Sensory meltdowns are hard to explain because they’re so fucking messy, and it’s hard to take note of what’s happening to your body and inside your head while you feel like your soul is on fire and being beaten with splintery boards. Anyway, this song is a beautiful description of what a meltdown feels like. It also contains a startingly accurate description of the consistently happy, verdant land of Aspergia, which we all try to escape to when the muchness of the world becomes too much.
Most autistic line: “I’m sorry, I’m not quite explaining it right, but this noise becomes anger and the anger is light.”

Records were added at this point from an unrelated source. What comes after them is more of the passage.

Issue #144, opened 2022-10-07
Missing results for measure observations in some scenarios


nmorasb:
Expected behavior: 

- Boolean Continuous Variable measure includes observation results 
- Boolean and non-boolean Ratio measures include observation results 

Actual behavior: 

Only non-boolean Continuous Variable measure includes observation results 

populationResults results field only includes a boolean result for observations, and we always expect a numeric value for observation results. So far, we have only seen a numeric observation result in episodeResults, which is only populated for episode based measures. 

For all instances of Ratio, we have not seen any observation results in the episodeResults. The observations field of the measure-observation populationType is always undefined. 

[observation-resources.zip](https://github.com/projecttacoma/fqm-execution/files/9735555/observation-resources.zip)

mgramigna:
Thanks for the issue! And thanks for providing examples as well.

In our initial investigation/exploration with supporting Ratio measures, we did not really have any examples to go off of, so this helps a lot.

For the CV Boolean measure, it looks like the measure scoring is defined using the [cqfm-scoring extension](https://build.fhir.org/ig/HL7/cqf-measures/StructureDefinition-cqfm-scoring.html) on the Measure.group. I believe `fqm-execution` only looks at the root `Measure.scoring` attribute defined in base FHIR to determine the scoring. We will update this, and I believe this will help us fix the issue about observation results not being included in the return result. The raw results from the engine (before they get passed through all of fqm-executions eCQM-specific logic), do include a numerical value on the measure observation function:

```
"obs_func_fun_boolDenom": {
  "episode": true,
  "observation": 1
}
```

So we just need to make sure this gets handled properly when putting it on the detailed results JSON.

---

For the ratio measures, I think they key for us was seeing your use of [cqfm-criteriaReference](https://build.fhir.org/ig/HL7/cqf-measures/StructureDefinition-cqfm-criteriaReference.html) in the measure population for the observation(s) of the ratio measure. With the one example we had, we had to bake some assumptions into fqm-execution, as the example did not use this extension to actually identify which observation was a numerator or a denominator observation. I think this is contributing to the observations field not being properly reported. Our plan is to update `fqm-execution` to use this extension when determining what the observation function is in order to properly report the observation results.

---

Hopefully this helps

nmorasb:
Sounds good, thank you! If any additional examples or info would help with building in support for this then please just let me know!

mgramigna:
@nmorasb I believe #152 resolves these issues, see the PR description for more

[...]

PR #151, opened 2022-10-14
Handle cqfm-scoring Extension

natjoe4:
# Summary
Part 1 of a fix for #144. The `cqfm-scoring` extension allows MeasureGroups to specify the group's scoring code on the group rather than the measure. Prior to this PR, we only looked at the Measure.scoring to determine a group's score. Now fqm-execution prioritizes scoring codes specified on groups via the `cqfm-scoring` extension and falls back to the Measure.scoring when the extension is not present

## New behavior
Measure groups that specify their scoring code via the `cqfm-scoring` extension will now be properly accounted for in the MeasureReportsBuilder. All other functionality should remain unchanged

This song really only applies to high functioning Aspies, who have the capacity to pull off the whole chameleon thing. My ability to change myself at will to reflect what people want to see has really complicated my life, and I know it’s led to serious mental health problems in some of the Aspies I know. But there’s an exhilarating freedom in the ability to pull it off, which the song captures nicely. For one thing, it took so long for me to learn how to do, and such an awful lot of trial and error. Secondly, I feel untethered compared to a lot of neurotypicals. I’m always reading social situations in order to analyze them and pick them apart and figure out the dynamics and expectations, which allows me to see through the bullshit. Neurotypicals don’t seem to have that ability, because they haven’t had to develop it in order to survive. But God, it’s exhausting. I don’t do it as often as I used to, because after awhile I just wanted to be real around real people. The sad thing is, how rare genuineness really is.
Most autistic line: “I could be hurtful, I could be purple, I could be anything you like.”
Oh! You Pretty Things
This was probably written about the counterculture scene in the early ‘70s, or possibly the queer community. But I find it makes a rousing autistic anthem, just like the non-autistic David Bowie makes a splendid autistic icon. Bowie is known for being the freakiest freak, the most outside of outsiders, and a lot of folks on the spectrum- including myself- feel the same way. He also has the autistic ability to constantly change himself and bedevil expectations. This song is about how normal people don’t have a chance, because the freaks and outlaws are going to take over. Preach, brother.
Most autistic line: “All the strangers came today, and it looks as though they’re here to stay.”